Hutter shifted her gaze to the front room. She could see the hall leading to the back of the house, but no one came down it. She glanced at the front bedroom, waited for someone to turn a light on there. No one did.

Daltry hunkered down with the others, but she remained standing. After a minute he craned his head back to look at her.

“Are you pretending to be a tree?”

“Who do we have watching the rear of the house?” she asked.

The second state trooper, a guy who had until now not spoken, looked back at her. His face was pale and freckled, and with his ginger hair he somewhat resembled Conan O’Brien.

“No one. But there’s nothing back there. Miles of woods, no trail. Even if they made us, they wouldn’t run that—”

Hutter was already stalking away, hands stretched out in front of her to protect her face from branches.

Chitra caught up to her in four steps. She had to hustle to keep up, her handcuffs jangling on her belt.

“You are concerned?” she asked.

Behind her she heard a branch snap, heard shoes crunching in the deadfall. That would be Daltry, following in no particular hurry. He was as bad as the mosquitoes; she needed a spray to repel him.

“No,” Hutter said. “You had a position. There was no reason not to hold it. If they leave, they’ll go out the front door. That’s completely reasonable.”

“So . . . ?”

“I’m puzzled.”

“About . . . ?”

“Why they’re sitting in the dark. They shut the lights off back here, but they didn’t come into the front of the house. So that means they’re sitting in the back of the house with the lights off. Doesn’t that seem peculiar?”

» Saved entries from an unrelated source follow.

PR #3145, opened 2020-04-03
CR1060218: Fix issue with reporting kernel enqueues incorrectly in LOP

jvillarre:
Now tracing the correct event and only marking the start when CL_RUNNING occurs

### DIFF
--- a/src/runtime_src/xocl/api/clEnqueueNDRangeKernel.cpp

On her next step, her foot sank into cold, brackish water, three inches deep. She grabbed the slender trunk of a birch sapling to steady herself. In another yard Hutter was in up to her knees. The water didn’t look any different from the ground, a black surface carpeted in leaves and branches.

As Daltry came up along beside them, he plunged into the water up to his thighs, staggered, nearly fell.

“We could use a light,” Chitra said.

“Or a snorkel,” Daltry said.

“No light,” Hutter said. “And you can go back if you don’t like getting wet.”

“What? And miss all the fun? I’d rather drown.”

“Don’t get our hopes up,” Hutter told him.





Inside


MCQUEEN SAT AT THE TABLE WITH THEM IN THE DARK. HE HAD the bag of detonators in his lap and had removed one and held it in his hand. Lou was not reassured to see that the detonator in no way resembled the high-tech devices used to ignite explosives on 24 or in a Mission: Impossible film. They were instead little black timers from Home Depot, with curiously familiar-looking brass-ended wires dangling from them.

“Uh, Mr. McQueen? Dude?” Lou asked. “That looks like the kind of timer I use to switch on the Christmas lights when it’s getting dark.”